My download typically takes less than 30 minutes from the time of the order until it is completed. I've had one take as much as 40 minutes. I'm on Fios with 15/2 which is great, but not many times difference that people are getting from cable modems. 

Some have suggested that the cable was shared and busy, but the 4-5 hours you discuss is not unusual and shared cable CAN'T be that busy all the time.

Some have suggested that some cable operators are slowing down unbox as it competes with PPV. We seeing stories on the news about some cable companies doing this very thing for PtP downloading so it makes it plausable, but Amazon is a very sophisticated company. I would think they would track this down and get it changed.

I'm not sure what we could do to track this down and try to understand the differences we are seeing.
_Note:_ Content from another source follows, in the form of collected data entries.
PR #29, opened 2025-10-08
Add doc for client metadata interceptor

### LINKED ISSUE #28: Provide an example of setting client auth headers
The documentation talks about how to check auth headers in the service: https://github.com/connectrpc/connect-python/blob/main/docs/interceptors.md#metadata-interceptors
As well as how to set headers from a client on a per request basis, but does not show how to add a header to all requests using an interceptor. Adding some documentation for this would be great!

Thanks.

anuraaga:
#28 gave the idea of fleshing out the auth interceptors to propagate the auth token from server to client. Since the two interceptors demonstrate the two forms of on_end or not, I removed the timing interceptor.

Fixes #28

/cc @rockwotj thanks for the idea!

### DIFF
--- a/docs/interceptors.md
+++ b/docs/interceptors.md
@@ -193,7 +193,7 @@ An authentication interceptor checking bearer tokens and storing them to a conte
             if not authorization or not authorization.startswith("Bearer "):
                 raise ConnectError(Code.UNAUTHENTICATED)
             token = authorization[len("Bearer "):]
-            if token not in valid_tokens:
+            if token not in self._valid_tokens:
                 raise ConnectError(Code.PERMISSION_DENIED)
             return _auth_token.set(token)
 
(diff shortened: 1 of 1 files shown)


docs/interceptors.md
```diff
@@ -175,65 +175,91 @@ to be able to intercept RPC messages. However, many interceptors, such as for au
...
         def __init__(self, valid_tokens: list[str]):
             self._valid_tokens = valid_tokens
 
-        async def on_start(self, ctx: RequestContext):
+        async def on_start(self, ctx: RequestContext) -> Token["auth_token"]:
             authorization = ctx.request_headers().get("authorization")
             if not authorization or not authorization.startswith("Bearer "):
                 raise ConnectError(Code.UNAUTHENTICATED)
             token = authorization[len("Bearer "):]
             if token not in valid_tokens:
```
i2y:
```suggestion
            if token not in self._valid_tokens:
```

docs/interceptors.md
```diff
@@ -175,65 +175,91 @@ to be able to intercept RPC messages. However, many interceptors, such as for au
...
         def __init__(self, valid_tokens: list[str]):
             self._valid_tokens = valid_tokens
 
-        def on_start(self, ctx: RequestContext):
+        def on_start(self, ctx: RequestContext) -> Token["auth_token"]:
             authorization = ctx.request_headers().get("authorization")
             if not authorization or not authorization.startswith("Bearer "):
                 raise ConnectError(Code.UNAUTHENTICATED)
             token = authorization[len("Bearer "):]
             if token not in valid_tokens:
```
i2y:
```suggestion
            if token not in self._valid_tokens:
```

PR #37, opened 2025-10-21
Do multiple reads for WSGI even with content length

anuraaga:
For `.read()` methods

https://docs.python.org/3/library/io.html#io.RawIOBase.read

> Fewer than size bytes may be returned if the operating system call returns fewer than size bytes.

It might be interesting to run a download speed test to during a time when you would normally download a movie and see what you are getting. Beyond that, I'd love to see some of the more internet knowledgeable people take an interesting in this. It is a good service and I would like to see it expand. Users are the only way that is going to happen.

Al


----------



## sieglinde (Aug 11, 2002)

I have never had a problem with it but I don't have many cable modem users in my neighborhood.


----------



## rightmacatcha (Mar 8, 2008)

:down:  I have never been more disappointed in the end product of TiVo. There is no reason for the ghosting in the movie we first rented last night. I was very excited about being able to rent on the TiVo. However, the content of the movie we chose (The Bourne Ultimatum) turned out to show the worst in ghosting or doubled imaging that I have ever seen. I also noticed that only about 1/2 the size of my 60" screen was used for display. *Any* movement in the film causes a "doubling" effect in the video. I have a TiVo HD player. It is the best thing since sliced bread. This video should have help me feel like TiVo is the best video delivery mechanism for HD content. It didn't.
Consider me disappointed.


----------



## sieglinde (Aug 11, 2002)

Interesting. I have downloaded TV episodes off of Unbox and never had a problem. They were beautiful. I have a TIVO HD and a standard TV.


----------



## unicorngoddess (Nov 20, 2005)

I absolutely love Unbox to Tivo. I just queue things up from work so its there when I get home so I don't have problems with it being too slow. I would never try to use it as a last-minute thing though.


----------



## h00ligan (Nov 29, 2007)

I just ran the speedtest while i am downloading a rental from Unbox. I had an available 5200kbps on a test that usually yields 7000 - so no, it's not fast enough. Furthermore I doubt the cable companies would be capping it - as I can max out on the AppleTV. I think simply it's Amazon not providing enough bandwidth for the service and or throttling by ip... either way - too slow.


----------



## dtivouser (Feb 10, 2004)

Rented Michael Clayton tonight on Unbox. It worked wonderfully. I love this service; I have cancelled Netflix in favor of this!


----------



## RMBittner (Aug 19, 2003)

I think it's wrong to think of Unbox as some kind of TiVo-on-Demand service. To my mind, that's not what the service is about; it's not meant to be a faster route to movie-watching than driving to your local Blockbuster. In my experience, it's a way to tap into a library of rental movies that might not be readily available at your local video store, and it saves you a trip out the door.

I think it's better to compare Unbox to Netflix -- although it absolutely can't match Netflix's range of titles. But you don't order a Netflix movie when you're having a dinner party and want something fun to watch on the spur of the moment; neither should you plan to use Unbox that way. It's just another way to get a movie to your house, with less hassle than most other methods.

Bob


----------



## Cainebj (Nov 11, 2006)

It's also really great if you are renting a TV series on DVD and get to a cliffhanger that you just NEED to see right away 
I had slow downloads before I got an additional hard drive, but now everything is pretty quick to show up on my TiVo. I find it very convenient.


----------



## JLucPicard (Jul 8, 2004)

I've still got to get me a wired Ethernet to USB adapter, but I checked out the link in post #1 last night. Is there any benefit to going through there than through Amazon directly? In the window that came up when I clicked that link, there was an area where five or so options at a time showed up. Is there any way to do a search for a program versus having to arrow through that area and hope to find what you want?

And the prices that show up there, are those the prices we will pay (again, going through the link in the OP)? Just trying to get an idea of what to expect before I jump in.

Thanks for any help!


----------



## scandia101 (Oct 20, 2007)

Hard to believe this is still around considering it only averages about 13 visits/day


----------